__WHAT TO DO__:
Return each line of the listing exactly as written.

__DATA FOR REVIEW__:
■ ■ ■

PR #613, opened 2021-02-26
Add NLU test examples for intents currently not covered

samsucik:
There are several intents that are covered in the training examples but not in the test examples. I've tried to correct this (by adding real examples from the NLU Inbox) as part of my efforts around updating the Sara dataset in our `training-data` repo.


b-quachtran (approved):
LGTM! The failed CI checks look like a result from some NumPy version compatibility issues and I'll take care of this in a separate PR.

PR #616, opened 2021-03-01
Add NLU training examples for  chitchat/ask_whoisit

samsucik:
These intents weren't previously covered in the training data -- but we clearly used them in the past, so maybe the training data just disappeared at some point? In any case, I now added a few real examples from the NLU inbox because I want to consolidate the dataset a bit for the purposes of NLU regression testing.


erohmensing (approved):
Thank you! 🙏🏻

PR #617, opened 2021-03-01
Update NLU test data

samsucik:
The test data is out-dated:
- chitchat examples are still listed as separate top-level intents
- `ask_when_next_event` is still in there even though it isn't used anymore

I fixed both issues. Note that `ask_when_next_event` still needs to be removed from the domain and from the training stories.


samsucik:
Oh, no, I pushed some changes from the other PR 🤦  Gonna revert that.

tests/test_nlu.yml
```diff
@@ -233,11 +233,7 @@ nlu:
     - what are you good at?
     - options
     - cool! can I do something else here?
-- intent: ask_when_next_event
-  examples: |
-    - what's the next rasa event
-    - is there a Rasa event in [San Francisco](location)
```
erohmensing, line 239: Maybe we should add these examples to the other intent where they live now? :)

erohmensing (approved):
Thanks, would you please create an issue for the outstanding to-do items you noticed with regards to this intent?

tests/test_nlu.yml
samsucik: Oh, totally. Adding it now 🙂

samsucik:
> would you please create an issue for the outstanding to-do items

Done 🙂

PR #619, opened 2021-03-06
Move tagging to RasaXAPI class

melindaloubser1:
- Create a  class for connecting to Rasa X and use this for tagging conversations.
- Remove unused config variables

This came up during creating unit tests -  the Rasa X API is the only one we connect to without a dedicated class, and it is more extendable in a class than in separate methods.


melindaloubser1:
I ended up incorporating this in the unit tests anyway because it made writing the tests a lot easier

■ ■ ■

__RESPONSE AREA__:
PR #613, opened 2021-02-26
Add NLU test examples for intents currently not covered

samsucik:
There are several intents that are covered in the training examples but not in the test examples. I've tried to correct this (by adding real examples from the NLU Inbox) as part of my efforts around updating the Sara dataset in our `training-data` repo.


b-quachtran (approved):
LGTM! The failed CI checks look like a result from some NumPy version compatibility issues and I'll take care of this in a separate PR.

PR #616, opened 2021-03-01
Add NLU training examples for  chitchat/ask_whoisit

samsucik:
These intents weren't previously covered in the training data -- but we clearly used them in the past, so maybe the training data just disappeared at some point? In any case, I now added a few real examples from the NLU inbox because I want to consolidate the dataset a bit for the purposes of NLU regression testing.


erohmensing (approved):
Thank you! 🙏🏻

PR #617, opened 2021-03-01
Update NLU test data

samsucik:
The test data is out-dated:
- chitchat examples are still listed as separate top-level intents
- `ask_when_next_event` is still in there even though it isn't used anymore

I fixed both issues. Note that `ask_when_next_event` still needs to be removed from the domain and from the training stories.


samsucik:
Oh, no, I pushed some changes from the other PR 🤦  Gonna revert that.

tests/test_nlu.yml
```diff
@@ -233,11 +233,7 @@ nlu:
     - what are you good at?
     - options
     - cool! can I do something else here?
-- intent: ask_when_next_event
-  examples: |
-    - what's the next rasa event
-    - is there a Rasa event in [San Francisco](location)
```
erohmensing, line 239: Maybe we should add these examples to the other intent where they live now? :)

erohmensing (approved):
Thanks, would you please create an issue for the outstanding to-do items you noticed with regards to this intent?

tests/test_nlu.yml
samsucik: Oh, totally. Adding it now 🙂

samsucik:
> would you please create an issue for the outstanding to-do items

Done 🙂

PR #619, opened 2021-03-06
Move tagging to RasaXAPI class

melindaloubser1:
- Create a  class for connecting to Rasa X and use this for tagging conversations.
- Remove unused config variables

This came up during creating unit tests -  the Rasa X API is the only one we connect to without a dedicated class, and it is more extendable in a class than in separate methods.


melindaloubser1:
I ended up incorporating this in the unit tests anyway because it made writing the tests a lot easier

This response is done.